[Task description]
Within the material below, filter for lines that hold the word "been".
*** Exercise input ***
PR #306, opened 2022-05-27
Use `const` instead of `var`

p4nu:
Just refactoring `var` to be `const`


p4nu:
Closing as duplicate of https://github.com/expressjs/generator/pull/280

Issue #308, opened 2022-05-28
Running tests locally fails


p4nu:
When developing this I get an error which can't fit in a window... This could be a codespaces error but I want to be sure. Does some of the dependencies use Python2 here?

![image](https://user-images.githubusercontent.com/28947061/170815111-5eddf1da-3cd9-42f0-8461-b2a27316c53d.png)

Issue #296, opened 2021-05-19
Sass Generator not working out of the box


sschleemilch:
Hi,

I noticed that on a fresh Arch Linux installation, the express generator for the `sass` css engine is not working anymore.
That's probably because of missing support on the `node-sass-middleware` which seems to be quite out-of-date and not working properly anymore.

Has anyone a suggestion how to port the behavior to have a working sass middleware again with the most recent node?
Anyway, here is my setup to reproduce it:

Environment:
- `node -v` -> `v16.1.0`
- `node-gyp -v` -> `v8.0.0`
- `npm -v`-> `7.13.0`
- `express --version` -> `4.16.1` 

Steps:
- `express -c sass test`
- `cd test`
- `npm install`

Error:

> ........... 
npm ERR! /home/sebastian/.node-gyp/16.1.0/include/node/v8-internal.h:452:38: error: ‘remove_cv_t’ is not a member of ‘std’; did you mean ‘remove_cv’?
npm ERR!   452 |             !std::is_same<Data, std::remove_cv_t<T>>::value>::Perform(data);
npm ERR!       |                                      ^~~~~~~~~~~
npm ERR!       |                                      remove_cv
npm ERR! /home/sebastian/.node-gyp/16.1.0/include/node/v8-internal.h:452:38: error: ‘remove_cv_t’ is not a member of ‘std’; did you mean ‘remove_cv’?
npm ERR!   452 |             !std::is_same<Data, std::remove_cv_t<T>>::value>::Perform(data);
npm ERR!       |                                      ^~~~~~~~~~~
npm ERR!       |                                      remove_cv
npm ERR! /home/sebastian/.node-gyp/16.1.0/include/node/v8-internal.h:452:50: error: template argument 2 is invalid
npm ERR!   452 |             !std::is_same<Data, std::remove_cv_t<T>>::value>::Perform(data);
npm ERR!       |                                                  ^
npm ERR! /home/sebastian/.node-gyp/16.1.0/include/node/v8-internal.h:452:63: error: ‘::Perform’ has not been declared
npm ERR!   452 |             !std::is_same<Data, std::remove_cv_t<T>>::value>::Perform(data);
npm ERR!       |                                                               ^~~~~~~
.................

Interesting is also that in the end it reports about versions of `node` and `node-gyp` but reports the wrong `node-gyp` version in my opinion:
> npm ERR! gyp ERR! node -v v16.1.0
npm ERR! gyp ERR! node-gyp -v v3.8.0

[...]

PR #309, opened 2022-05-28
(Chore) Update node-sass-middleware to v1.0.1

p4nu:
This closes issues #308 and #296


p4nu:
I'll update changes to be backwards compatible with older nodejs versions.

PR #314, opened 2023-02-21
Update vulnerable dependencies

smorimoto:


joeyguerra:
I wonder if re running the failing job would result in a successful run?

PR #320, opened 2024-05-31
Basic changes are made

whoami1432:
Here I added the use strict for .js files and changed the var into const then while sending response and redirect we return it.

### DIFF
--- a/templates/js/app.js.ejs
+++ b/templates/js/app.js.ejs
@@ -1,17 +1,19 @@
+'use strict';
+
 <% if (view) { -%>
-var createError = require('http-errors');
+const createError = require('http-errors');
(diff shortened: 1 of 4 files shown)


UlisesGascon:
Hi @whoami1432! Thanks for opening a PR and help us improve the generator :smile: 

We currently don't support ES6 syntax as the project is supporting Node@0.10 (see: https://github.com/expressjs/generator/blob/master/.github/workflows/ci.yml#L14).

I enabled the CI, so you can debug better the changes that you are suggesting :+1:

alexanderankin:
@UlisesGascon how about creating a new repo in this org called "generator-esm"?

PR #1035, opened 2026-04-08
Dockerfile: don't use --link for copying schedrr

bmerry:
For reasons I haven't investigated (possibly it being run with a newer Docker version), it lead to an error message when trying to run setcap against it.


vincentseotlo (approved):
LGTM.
*** End of Exercise input ***
*** Exercise input ***
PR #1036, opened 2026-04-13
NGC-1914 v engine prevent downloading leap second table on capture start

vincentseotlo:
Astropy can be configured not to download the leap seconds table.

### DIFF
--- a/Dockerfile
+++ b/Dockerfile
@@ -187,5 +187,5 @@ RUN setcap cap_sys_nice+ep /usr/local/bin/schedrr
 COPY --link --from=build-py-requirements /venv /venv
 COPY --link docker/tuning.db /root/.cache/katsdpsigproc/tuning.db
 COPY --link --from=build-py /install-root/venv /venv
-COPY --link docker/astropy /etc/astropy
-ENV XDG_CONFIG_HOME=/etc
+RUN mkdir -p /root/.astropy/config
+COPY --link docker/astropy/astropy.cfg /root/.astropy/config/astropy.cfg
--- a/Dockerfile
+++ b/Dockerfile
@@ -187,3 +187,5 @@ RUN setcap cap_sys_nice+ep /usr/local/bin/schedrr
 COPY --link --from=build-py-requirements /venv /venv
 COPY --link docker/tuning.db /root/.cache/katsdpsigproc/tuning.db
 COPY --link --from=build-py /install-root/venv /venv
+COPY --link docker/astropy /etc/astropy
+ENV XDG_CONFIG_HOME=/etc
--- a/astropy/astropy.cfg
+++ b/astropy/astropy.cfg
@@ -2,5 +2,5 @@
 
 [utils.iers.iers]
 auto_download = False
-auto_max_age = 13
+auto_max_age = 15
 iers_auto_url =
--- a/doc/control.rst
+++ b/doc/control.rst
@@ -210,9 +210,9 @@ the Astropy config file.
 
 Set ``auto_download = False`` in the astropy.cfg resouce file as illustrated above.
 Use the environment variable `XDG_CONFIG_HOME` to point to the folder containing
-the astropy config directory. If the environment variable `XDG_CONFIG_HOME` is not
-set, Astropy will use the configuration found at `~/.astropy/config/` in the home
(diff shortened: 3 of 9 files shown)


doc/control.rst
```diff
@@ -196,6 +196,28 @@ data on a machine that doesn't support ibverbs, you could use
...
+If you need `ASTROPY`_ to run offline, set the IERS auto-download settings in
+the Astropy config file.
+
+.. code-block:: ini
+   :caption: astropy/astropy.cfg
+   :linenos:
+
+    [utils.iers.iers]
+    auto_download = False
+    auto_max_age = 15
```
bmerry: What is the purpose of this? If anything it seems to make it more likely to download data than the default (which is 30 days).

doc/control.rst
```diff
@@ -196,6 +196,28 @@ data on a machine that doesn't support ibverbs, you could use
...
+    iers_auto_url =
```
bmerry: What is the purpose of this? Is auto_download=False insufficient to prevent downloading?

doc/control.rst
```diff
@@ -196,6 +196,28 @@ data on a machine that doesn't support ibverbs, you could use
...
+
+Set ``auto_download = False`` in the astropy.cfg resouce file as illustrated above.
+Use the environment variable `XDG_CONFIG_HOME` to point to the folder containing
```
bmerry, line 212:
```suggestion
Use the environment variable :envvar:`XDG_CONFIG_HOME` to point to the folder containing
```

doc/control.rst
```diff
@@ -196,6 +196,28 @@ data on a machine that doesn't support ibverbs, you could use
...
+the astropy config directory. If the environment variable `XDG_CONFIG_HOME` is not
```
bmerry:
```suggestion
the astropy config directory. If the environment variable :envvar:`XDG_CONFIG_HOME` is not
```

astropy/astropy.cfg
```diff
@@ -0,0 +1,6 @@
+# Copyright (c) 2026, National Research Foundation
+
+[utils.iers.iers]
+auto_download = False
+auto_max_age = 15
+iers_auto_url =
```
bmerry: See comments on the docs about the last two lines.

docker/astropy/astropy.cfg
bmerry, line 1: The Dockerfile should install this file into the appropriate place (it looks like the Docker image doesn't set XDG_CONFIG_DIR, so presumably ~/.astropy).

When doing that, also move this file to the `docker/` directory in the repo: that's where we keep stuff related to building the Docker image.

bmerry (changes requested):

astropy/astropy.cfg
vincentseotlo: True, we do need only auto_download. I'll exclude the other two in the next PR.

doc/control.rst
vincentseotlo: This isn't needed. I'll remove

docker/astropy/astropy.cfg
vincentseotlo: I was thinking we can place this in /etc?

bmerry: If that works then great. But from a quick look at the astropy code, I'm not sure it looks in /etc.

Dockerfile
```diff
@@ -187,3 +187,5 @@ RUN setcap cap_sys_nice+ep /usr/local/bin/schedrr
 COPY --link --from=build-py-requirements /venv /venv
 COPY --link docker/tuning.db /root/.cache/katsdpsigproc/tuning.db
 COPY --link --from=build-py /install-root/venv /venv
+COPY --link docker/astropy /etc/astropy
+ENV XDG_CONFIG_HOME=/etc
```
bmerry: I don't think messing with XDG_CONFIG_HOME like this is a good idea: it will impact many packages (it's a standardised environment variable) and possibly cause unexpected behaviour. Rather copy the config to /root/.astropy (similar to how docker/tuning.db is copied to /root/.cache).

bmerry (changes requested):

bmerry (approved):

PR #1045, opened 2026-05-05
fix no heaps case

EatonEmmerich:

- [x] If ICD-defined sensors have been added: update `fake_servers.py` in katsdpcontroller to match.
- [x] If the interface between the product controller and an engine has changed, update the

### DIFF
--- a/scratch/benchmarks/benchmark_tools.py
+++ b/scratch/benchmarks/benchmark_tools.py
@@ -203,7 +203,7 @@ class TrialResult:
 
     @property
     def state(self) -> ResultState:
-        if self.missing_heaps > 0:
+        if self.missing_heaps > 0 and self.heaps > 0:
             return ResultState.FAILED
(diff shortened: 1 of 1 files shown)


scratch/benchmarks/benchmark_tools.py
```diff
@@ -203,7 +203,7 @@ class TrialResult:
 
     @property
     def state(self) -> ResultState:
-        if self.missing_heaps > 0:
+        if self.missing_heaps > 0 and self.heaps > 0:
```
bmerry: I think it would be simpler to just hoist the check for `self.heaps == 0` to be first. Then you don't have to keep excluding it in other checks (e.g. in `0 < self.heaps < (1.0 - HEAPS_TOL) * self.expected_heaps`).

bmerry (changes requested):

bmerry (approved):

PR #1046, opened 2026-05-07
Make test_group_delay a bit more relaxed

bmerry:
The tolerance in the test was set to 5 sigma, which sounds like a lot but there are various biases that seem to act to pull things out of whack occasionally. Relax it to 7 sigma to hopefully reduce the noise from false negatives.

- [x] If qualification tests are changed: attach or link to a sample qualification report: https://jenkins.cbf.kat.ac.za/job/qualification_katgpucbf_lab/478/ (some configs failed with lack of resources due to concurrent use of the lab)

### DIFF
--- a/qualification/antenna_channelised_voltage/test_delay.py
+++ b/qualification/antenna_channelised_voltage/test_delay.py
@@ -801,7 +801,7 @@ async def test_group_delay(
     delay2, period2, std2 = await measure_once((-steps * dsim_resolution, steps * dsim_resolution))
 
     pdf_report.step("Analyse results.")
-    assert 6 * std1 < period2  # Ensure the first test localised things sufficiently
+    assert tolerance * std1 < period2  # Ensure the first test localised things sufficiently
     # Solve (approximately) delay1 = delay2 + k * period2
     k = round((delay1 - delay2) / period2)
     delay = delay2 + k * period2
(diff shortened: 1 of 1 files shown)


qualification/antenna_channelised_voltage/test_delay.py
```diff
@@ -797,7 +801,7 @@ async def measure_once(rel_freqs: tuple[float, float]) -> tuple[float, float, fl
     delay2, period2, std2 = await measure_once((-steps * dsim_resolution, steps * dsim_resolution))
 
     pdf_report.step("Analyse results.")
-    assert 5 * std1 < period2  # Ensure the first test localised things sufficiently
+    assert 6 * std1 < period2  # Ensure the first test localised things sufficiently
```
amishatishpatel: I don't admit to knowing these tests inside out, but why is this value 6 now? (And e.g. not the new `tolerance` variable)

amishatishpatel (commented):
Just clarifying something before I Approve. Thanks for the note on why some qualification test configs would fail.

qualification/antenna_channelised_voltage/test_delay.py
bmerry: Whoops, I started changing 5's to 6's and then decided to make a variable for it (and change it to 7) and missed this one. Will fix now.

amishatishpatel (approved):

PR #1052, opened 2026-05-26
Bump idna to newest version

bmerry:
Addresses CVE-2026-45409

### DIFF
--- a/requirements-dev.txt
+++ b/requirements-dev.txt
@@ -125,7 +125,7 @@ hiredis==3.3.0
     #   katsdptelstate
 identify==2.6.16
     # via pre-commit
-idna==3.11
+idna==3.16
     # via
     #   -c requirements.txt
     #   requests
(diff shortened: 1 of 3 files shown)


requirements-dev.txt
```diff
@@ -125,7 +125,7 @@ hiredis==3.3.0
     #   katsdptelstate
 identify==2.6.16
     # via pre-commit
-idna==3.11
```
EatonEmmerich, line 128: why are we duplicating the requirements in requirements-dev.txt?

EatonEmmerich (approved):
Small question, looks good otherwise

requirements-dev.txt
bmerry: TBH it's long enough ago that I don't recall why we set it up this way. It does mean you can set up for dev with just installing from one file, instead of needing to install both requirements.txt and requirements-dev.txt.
*** End of Exercise input ***
[Task result]
npm ERR! /home/sebastian/.node-gyp/16.1.0/include/node/v8-internal.h:452:63: error: ‘::Perform’ has not been declared
- [x] If ICD-defined sensors have been added: update `fake_servers.py` in katsdpcontroller to match.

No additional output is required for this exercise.